WHAT THE TASK ASKS
Each entry below is to be transcribed exactly.

INFORMATION SHOWN
Segment Open

PR #927, opened 2020-04-27
Moved please to use github.com/bmatcuk/doublestar for globbing

### LINKED ISSUE #874: glob exclude patterns inconsistency
Initialize a new repo and create (touch) the following files:
```
src/a.not
src/a.txt
src/b.txt
src/c.txt
src/d/a.txt
src/d/b.txt
src/d/c.txt
src/d/e/a.txt
```
Create a BUILD file with the following contents:
```
filegroup(
   name = 'one',
   srcs = glob(['src/**'], exclude=['src/d/*']),
)
```
Create a directory java, copy the entire src tree there and the BUILD file as well (actually I created a symlink).
## Difference in :one and //java:one
```
$ plz query print :one //java:one
# //:one:
filegroup(
    name = 'one',
    srcs = [
        'src/a.not',
        'src/a.txt',
        'src/b.txt',
        'src/c.txt',
    ],
    timeout = 600,
)

# //java:one:
filegroup(
    name = 'one',
    srcs = [
        'src/a.not',
        'src/a.txt',
        'src/b.txt',
        'src/c.txt',
        'src/d/e/a.txt',
    ],
    timeout = 600,
)
```
I expect the same set of filenames in both cases.

## Multiple exclude patterns
Change the exclude list to `['*.not', 'src/d/*']`. Now the output is:
```
# //:one:
filegroup(
    name = 'one',
    srcs = [
        'src/a.txt',
        'src/b.txt',
        'src/c.txt',
        'src/d/a.txt',
        'src/d/b.txt',
        'src/d/c.txt',
        'src/d/e/a.txt',
    ],
    timeout = 600,
)

# //java:one:
filegroup(
    name = 'one',
    srcs = [
        'src/a.txt',
        'src/b.txt',
        'src/c.txt',
        'src/d/a.txt',
        'src/d/b.txt',
        'src/d/c.txt',
        'src/d/e/a.txt',
    ],
    timeout = 600,
)
```
It looks as if the second exclude pattern is ignored. However, if we change the order of the exclude list to `['src/d/*', '*.not']` then the output becomes
```
# //:one:
filegroup(
    name = 'one',
    srcs = [
        'src/a.txt',
        'src/b.txt',
        'src/c.txt',
    ],
    timeout = 600,
)

# //java:one:
filegroup(
    name = 'one',
    srcs = [
        'src/a.txt',
        'src/b.txt',
        'src/c.txt',
        'src/d/e/a.txt',
    ],
    timeout = 600,
)
```

## How to exclude an entire directory tree
As background information, I'm trying to exclude multiple directory trees and it would be nice if please would support this, which I don't think it does at the moment. However, due to the inconsistencies mentioned above, I'm not entirely certain what please does do and what it doesn't do.

I would like to take all files rooted at T, _except_ those that are contained in a subdirectory (or deeper) of T/I/A. Files in T/I/A themselves should be included. So something like `glob(['T/**'], exclude=['T/I/A/*/**'])`.

It would be nice if please could support this, e.g. by allowing \*\* in exclude patterns, or by treating an exclude pattern ending in / as a subtree match.

Tatskaari:
Fixes #874

### DIFF
--- a/src/fs/fs.go
+++ b/src/fs/fs.go
@@ -7,7 +7,6 @@ import (
 	"io/ioutil"
 	"os"
 	"path"
-	"sync"
 	"syscall"
 
 	"gopkg.in/op/go-logging.v1"
@@ -121,26 +120,8 @@ func IsDirectory(path string) bool {
 	return err == nil && info.IsDir()
 }
 
-// Memoize this to cut down on filesystem operations
-var isPackageMemo = map[string]bool{}
-var isPackageMutex sync.RWMutex
-
 // IsPackage returns true if the given directory name is a package (i.e. contains a build file)
 func IsPackage(buildFileNames []string, name string) bool {
-	isPackageMutex.RLock()
-	ret, present := isPackageMemo[name]
-	isPackageMutex.RUnlock()
-	if present {
-		return ret
-	}
-	ret = isPackageInternal(buildFileNames, name)
-	isPackageMutex.Lock()
-	isPackageMemo[name] = ret
-	isPackageMutex.Unlock()
-	return ret
-}
-
-func isPackageInternal(buildFileNames []string, name string) bool {
 	for _, buildFileName := range buildFileNames {
 		if FileExists(path.Join(name, buildFileName)) {
 			return true
--- a/src/fs/fs.go
+++ b/src/fs/fs.go
@@ -7,6 +7,7 @@ import (
 	"io/ioutil"
 	"os"
 	"path"
+	"sync"
 	"syscall"
 
 	"gopkg.in/op/go-logging.v1"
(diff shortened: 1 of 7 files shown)


src/fs/fs.go
```diff
@@ -119,3 +120,31 @@ func IsDirectory(path string) bool {
...
 	return err == nil && info.IsDir()
 }
+
+// Memoize this to cut down on filesystem operations
+var isPackageMemo = map[string]bool{}
+var isPackageMutex sync.RWMutex
+
+// IsPackage returns true if the given directory name is a package (i.e. contains a build file)
+func IsPackage(buildFileNames []string, name string) bool {
+	isPackageMutex.RLock()
```
peterebden, line 130: Noted that we had this before, thanks for preserving.... but on further thought do we think it's worth it? Do we really re-glob over enough package directories to make it worth it?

Segment Closed

EXERCISE RESPONSE
PR #927, opened 2020-04-27
Moved please to use github.com/bmatcuk/doublestar for globbing

### LINKED ISSUE #874: glob exclude patterns inconsistency
Initialize a new repo and create (touch) the following files:
```
src/a.not
src/a.txt
src/b.txt
src/c.txt
src/d/a.txt
src/d/b.txt
src/d/c.txt
src/d/e/a.txt
```
Create a BUILD file with the following contents:
```
filegroup(
   name = 'one',
   srcs = glob(['src/**'], exclude=['src/d/*']),
)
```
Create a directory java, copy the entire src tree there and the BUILD file as well (actually I created a symlink).
## Difference in :one and //java:one
```
$ plz query print :one //java:one
# //:one:
filegroup(
    name = 'one',
    srcs = [
        'src/a.not',
        'src/a.txt',
        'src/b.txt',
        'src/c.txt',
    ],
    timeout = 600,
)

# //java:one:
filegroup(
    name = 'one',
    srcs = [
        'src/a.not',
        'src/a.txt',
        'src/b.txt',
        'src/c.txt',
        'src/d/e/a.txt',
    ],
    timeout = 600,
)
```
I expect the same set of filenames in both cases.

## Multiple exclude patterns
Change the exclude list to `['*.not', 'src/d/*']`. Now the output is:
```
# //:one:
filegroup(
    name = 'one',
    srcs = [
        'src/a.txt',
        'src/b.txt',
        'src/c.txt',
        'src/d/a.txt',
        'src/d/b.txt',
        'src/d/c.txt',
        'src/d/e/a.txt',
    ],
    timeout = 600,
)

# //java:one:
filegroup(
    name = 'one',
    srcs = [
        'src/a.txt',
        'src/b.txt',
        'src/c.txt',
        'src/d/a.txt',
        'src/d/b.txt',
        'src/d/c.txt',
        'src/d/e/a.txt',
    ],
    timeout = 600,
)
```
It looks as if the second exclude pattern is ignored. However, if we change the order of the exclude list to `['src/d/*', '*.not']` then the output becomes
```
# //:one:
filegroup(
    name = 'one',
    srcs = [
        'src/a.txt',
        'src/b.txt',
        'src/c.txt',
    ],
    timeout = 600,
)

# //java:one:
filegroup(
    name = 'one',
    srcs = [
        'src/a.txt',
        'src/b.txt',
        'src/c.txt',
        'src/d/e/a.txt',
    ],
    timeout = 600,
)
```

## How to exclude an entire directory tree
As background information, I'm trying to exclude multiple directory trees and it would be nice if please would support this, which I don't think it does at the moment. However, due to the inconsistencies mentioned above, I'm not entirely certain what please does do and what it doesn't do.

I would like to take all files rooted at T, _except_ those that are contained in a subdirectory (or deeper) of T/I/A. Files in T/I/A themselves should be included. So something like `glob(['T/**'], exclude=['T/I/A/*/**'])`.

It would be nice if please could support this, e.g. by allowing \*\* in exclude patterns, or by treating an exclude pattern ending in / as a subtree match.

Tatskaari:
Fixes #874

### DIFF
--- a/src/fs/fs.go
+++ b/src/fs/fs.go
@@ -7,7 +7,6 @@ import (
 	"io/ioutil"
 	"os"
 	"path"
-	"sync"
 	"syscall"
 
 	"gopkg.in/op/go-logging.v1"
@@ -121,26 +120,8 @@ func IsDirectory(path string) bool {
 	return err == nil && info.IsDir()
 }
 
-// Memoize this to cut down on filesystem operations
-var isPackageMemo = map[string]bool{}
-var isPackageMutex sync.RWMutex
-
 // IsPackage returns true if the given directory name is a package (i.e. contains a build file)
 func IsPackage(buildFileNames []string, name string) bool {
-	isPackageMutex.RLock()
-	ret, present := isPackageMemo[name]
-	isPackageMutex.RUnlock()
-	if present {
-		return ret
-	}
-	ret = isPackageInternal(buildFileNames, name)
-	isPackageMutex.Lock()
-	isPackageMemo[name] = ret
-	isPackageMutex.Unlock()
-	return ret
-}
-
-func isPackageInternal(buildFileNames []string, name string) bool {
 	for _, buildFileName := range buildFileNames {
 		if FileExists(path.Join(name, buildFileName)) {
 			return true
--- a/src/fs/fs.go
+++ b/src/fs/fs.go
@@ -7,6 +7,7 @@ import (
 	"io/ioutil"
 	"os"
 	"path"
+	"sync"
 	"syscall"
 
 	"gopkg.in/op/go-logging.v1"
(diff shortened: 1 of 7 files shown)


src/fs/fs.go
```diff
@@ -119,3 +120,31 @@ func IsDirectory(path string) bool {
...
 	return err == nil && info.IsDir()
 }
+
+// Memoize this to cut down on filesystem operations
+var isPackageMemo = map[string]bool{}
+var isPackageMutex sync.RWMutex
+
+// IsPackage returns true if the given directory name is a package (i.e. contains a build file)
+func IsPackage(buildFileNames []string, name string) bool {
+	isPackageMutex.RLock()
```
peterebden, line 130: Noted that we had this before, thanks for preserving.... but on further thought do we think it's worth it? Do we really re-glob over enough package directories to make it worth it?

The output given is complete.